#### [WORK TASK]
Gather each line of the records where "have" appears.

#### [DATASET EXCERPTS]
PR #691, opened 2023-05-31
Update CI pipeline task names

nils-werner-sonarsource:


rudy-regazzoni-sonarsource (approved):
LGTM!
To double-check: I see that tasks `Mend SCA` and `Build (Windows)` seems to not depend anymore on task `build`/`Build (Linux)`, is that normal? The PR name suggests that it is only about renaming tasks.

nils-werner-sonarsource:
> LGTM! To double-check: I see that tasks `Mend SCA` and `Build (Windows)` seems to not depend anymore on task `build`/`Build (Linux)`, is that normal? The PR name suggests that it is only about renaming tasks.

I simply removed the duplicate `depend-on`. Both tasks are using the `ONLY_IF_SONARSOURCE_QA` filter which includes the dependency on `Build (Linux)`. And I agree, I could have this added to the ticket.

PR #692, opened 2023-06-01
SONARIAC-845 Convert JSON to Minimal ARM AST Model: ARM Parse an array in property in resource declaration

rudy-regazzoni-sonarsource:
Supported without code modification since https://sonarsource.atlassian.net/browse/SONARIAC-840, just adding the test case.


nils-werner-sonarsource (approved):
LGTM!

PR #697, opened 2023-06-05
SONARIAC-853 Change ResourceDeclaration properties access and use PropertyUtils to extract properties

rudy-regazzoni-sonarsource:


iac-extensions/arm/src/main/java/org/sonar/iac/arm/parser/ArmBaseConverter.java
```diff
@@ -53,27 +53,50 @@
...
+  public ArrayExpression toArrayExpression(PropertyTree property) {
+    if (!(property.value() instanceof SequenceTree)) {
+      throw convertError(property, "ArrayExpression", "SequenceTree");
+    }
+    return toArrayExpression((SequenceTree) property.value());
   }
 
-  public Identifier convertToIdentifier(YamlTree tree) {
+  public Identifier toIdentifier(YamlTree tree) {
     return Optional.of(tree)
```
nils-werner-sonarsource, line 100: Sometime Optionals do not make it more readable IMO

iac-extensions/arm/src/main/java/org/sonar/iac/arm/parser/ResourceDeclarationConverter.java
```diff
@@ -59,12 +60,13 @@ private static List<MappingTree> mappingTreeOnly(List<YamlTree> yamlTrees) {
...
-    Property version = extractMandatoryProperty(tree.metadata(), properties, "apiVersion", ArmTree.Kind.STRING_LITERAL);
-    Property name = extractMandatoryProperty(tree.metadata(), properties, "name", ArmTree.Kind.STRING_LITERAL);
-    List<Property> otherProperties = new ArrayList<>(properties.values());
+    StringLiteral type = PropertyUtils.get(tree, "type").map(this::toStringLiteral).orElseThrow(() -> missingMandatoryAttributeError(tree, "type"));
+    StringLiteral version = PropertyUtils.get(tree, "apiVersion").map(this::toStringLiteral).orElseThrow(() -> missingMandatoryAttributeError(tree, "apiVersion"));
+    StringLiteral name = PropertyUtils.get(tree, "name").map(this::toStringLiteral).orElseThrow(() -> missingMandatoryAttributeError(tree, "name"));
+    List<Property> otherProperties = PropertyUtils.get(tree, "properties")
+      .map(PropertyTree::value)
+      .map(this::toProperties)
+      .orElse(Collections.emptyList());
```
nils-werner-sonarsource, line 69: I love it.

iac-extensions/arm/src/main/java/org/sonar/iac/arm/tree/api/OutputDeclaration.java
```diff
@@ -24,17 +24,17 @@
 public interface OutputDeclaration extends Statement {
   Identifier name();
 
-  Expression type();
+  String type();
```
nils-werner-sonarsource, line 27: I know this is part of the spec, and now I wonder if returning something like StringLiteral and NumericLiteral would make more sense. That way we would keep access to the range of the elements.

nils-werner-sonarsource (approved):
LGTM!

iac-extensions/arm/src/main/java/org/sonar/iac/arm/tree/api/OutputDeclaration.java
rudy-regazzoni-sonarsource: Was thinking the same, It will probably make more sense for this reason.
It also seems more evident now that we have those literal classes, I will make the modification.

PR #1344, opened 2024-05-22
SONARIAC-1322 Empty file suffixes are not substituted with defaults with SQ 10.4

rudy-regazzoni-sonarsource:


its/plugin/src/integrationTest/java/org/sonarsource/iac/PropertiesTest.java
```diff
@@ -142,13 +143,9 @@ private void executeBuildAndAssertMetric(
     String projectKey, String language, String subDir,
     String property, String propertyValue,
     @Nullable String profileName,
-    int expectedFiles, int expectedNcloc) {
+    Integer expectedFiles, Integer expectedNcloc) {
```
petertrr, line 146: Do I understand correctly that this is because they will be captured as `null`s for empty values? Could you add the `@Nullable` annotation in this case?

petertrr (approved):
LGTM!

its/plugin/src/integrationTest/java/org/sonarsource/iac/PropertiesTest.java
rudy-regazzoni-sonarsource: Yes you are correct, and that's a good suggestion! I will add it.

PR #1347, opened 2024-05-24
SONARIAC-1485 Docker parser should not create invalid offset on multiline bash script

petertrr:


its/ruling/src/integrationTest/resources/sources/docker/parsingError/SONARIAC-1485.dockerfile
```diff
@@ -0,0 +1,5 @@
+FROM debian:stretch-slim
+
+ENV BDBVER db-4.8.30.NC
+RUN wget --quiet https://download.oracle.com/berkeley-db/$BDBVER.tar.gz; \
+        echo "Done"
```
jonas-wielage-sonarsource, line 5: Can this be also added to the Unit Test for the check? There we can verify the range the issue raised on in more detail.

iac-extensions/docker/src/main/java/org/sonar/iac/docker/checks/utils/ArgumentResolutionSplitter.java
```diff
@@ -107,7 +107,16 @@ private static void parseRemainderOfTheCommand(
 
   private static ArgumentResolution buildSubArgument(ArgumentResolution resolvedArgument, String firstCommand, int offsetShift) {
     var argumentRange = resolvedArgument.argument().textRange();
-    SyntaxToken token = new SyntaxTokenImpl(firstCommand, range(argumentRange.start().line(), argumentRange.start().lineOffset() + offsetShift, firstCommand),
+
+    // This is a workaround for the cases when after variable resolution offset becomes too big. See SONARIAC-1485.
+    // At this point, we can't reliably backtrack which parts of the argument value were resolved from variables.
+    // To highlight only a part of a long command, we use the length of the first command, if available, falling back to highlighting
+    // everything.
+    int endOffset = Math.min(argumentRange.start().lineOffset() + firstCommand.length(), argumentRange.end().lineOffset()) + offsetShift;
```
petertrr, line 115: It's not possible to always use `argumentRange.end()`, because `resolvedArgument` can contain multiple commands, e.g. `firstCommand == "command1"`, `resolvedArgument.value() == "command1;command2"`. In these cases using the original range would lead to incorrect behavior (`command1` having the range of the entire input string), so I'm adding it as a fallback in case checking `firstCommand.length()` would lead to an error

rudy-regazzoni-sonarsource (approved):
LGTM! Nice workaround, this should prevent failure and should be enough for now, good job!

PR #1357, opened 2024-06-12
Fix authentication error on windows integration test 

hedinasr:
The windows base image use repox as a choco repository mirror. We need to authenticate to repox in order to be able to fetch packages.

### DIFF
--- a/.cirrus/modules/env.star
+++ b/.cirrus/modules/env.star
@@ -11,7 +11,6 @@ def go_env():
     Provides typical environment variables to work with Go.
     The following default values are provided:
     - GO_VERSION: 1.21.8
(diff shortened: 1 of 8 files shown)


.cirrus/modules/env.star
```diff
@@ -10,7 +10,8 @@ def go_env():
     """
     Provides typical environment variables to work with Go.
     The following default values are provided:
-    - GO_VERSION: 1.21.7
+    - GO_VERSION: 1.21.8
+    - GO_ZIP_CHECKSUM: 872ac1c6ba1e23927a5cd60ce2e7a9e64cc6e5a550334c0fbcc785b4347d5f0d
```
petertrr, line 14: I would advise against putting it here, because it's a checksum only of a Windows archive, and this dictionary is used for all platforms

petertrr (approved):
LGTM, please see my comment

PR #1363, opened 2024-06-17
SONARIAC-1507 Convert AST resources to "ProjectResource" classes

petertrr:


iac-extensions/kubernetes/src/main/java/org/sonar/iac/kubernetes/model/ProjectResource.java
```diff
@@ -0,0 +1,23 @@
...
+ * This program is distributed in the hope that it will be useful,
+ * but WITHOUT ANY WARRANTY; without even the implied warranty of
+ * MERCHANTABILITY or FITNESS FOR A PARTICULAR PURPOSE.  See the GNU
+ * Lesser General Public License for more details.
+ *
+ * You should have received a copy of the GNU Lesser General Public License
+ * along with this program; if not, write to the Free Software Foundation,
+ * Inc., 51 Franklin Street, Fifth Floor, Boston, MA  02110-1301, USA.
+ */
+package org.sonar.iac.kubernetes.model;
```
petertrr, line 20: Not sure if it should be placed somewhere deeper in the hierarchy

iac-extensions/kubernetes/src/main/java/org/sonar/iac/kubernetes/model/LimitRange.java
...
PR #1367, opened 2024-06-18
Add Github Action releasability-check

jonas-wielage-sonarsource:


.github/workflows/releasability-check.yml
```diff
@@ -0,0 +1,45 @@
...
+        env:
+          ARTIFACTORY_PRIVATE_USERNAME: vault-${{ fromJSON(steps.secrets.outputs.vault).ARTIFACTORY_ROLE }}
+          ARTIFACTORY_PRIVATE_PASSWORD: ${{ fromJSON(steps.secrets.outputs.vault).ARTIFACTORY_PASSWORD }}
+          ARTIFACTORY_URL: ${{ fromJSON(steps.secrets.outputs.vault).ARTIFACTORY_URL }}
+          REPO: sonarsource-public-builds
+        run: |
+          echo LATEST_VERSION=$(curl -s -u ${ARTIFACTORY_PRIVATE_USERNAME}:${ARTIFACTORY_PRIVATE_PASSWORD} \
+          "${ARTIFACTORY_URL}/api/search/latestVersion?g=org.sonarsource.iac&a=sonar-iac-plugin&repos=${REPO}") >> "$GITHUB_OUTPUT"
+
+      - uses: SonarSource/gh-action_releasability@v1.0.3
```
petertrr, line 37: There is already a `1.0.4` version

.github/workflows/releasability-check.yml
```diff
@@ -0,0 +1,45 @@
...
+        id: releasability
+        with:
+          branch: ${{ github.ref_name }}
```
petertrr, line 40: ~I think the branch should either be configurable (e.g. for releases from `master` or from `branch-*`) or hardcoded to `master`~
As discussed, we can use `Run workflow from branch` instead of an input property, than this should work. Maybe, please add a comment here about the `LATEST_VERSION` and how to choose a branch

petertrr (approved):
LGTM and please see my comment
--
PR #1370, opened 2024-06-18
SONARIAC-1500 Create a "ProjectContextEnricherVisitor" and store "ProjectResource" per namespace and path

#### [REPLY]
I simply removed the duplicate `depend-on`. Both tasks are using the `ONLY_IF_SONARSOURCE_QA` filter which includes the dependency on `Build (Linux)`. And I agree, I could have this added to the ticket.
It also seems more evident now that we have those literal classes, I will make the modification.
+ * You should have received a copy of the GNU Lesser General Public License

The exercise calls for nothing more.